If you are like me, you are constantly in a hurry before school starts to get the kids out the door to be on time to school! I have been making a few things head of time this year to help our mornings run smoother! Lucy and her friend were the chefs for these make-ahead egg cups! They had a ball making them!


Really, you can use any ingredients you want, but this is what we used!

  • Spinach
  • Cooked Carrots
  • Riced Cauliflower
  • Shredded Hash Browns
  • Frozen Broccoli (thawed and chopped)
  • Shredded Cheese
  • Ham
  • Bacon
  • Chicken Sausage
  • Chives
  • Onions
  • Red Peppers
  • 12 Eggs (We found the 6 scrambled eggs filled one mini muffin tin)

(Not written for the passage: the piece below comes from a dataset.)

PR #997, opened 2021-02-09
Update python-mysqldb package name for Ubuntu 20.04

LWprogramming:
Our scripts use `ubuntu-latest`, which is [migrating](https://github.com/actions/virtual-environments/issues/1816) from 18.04 to 20.04. The package [python-mysqldb](https://packages.ubuntu.com/bionic/python-mysqldb) in 18.04 has been renamed to [python3-mysqldb](https://packages.ubuntu.com/focal/python3-mysqldb) in 20.04. This PR makes that update for our CI scripts.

  1. Preheat oven to 350 degrees.
  2. Grease mini muffin tins.
  3. Fill mini muffin tins with desired ingredients.
  4. Save the cheese for last. We added a sprinkle of cheese after all the ingredients were added.
  5. Scramble eggs. (Tip: Scramble the eggs in a container that is easy to pour. I used a large measuring cup.)
  6. Pour egg mixture SLOWLY into the tins.
  7. Bake for 20 minutes or until a toothpick comes out clean.
  8. Store in a container in the fridge and warm up in the microwave for around 30 seconds and enjoy!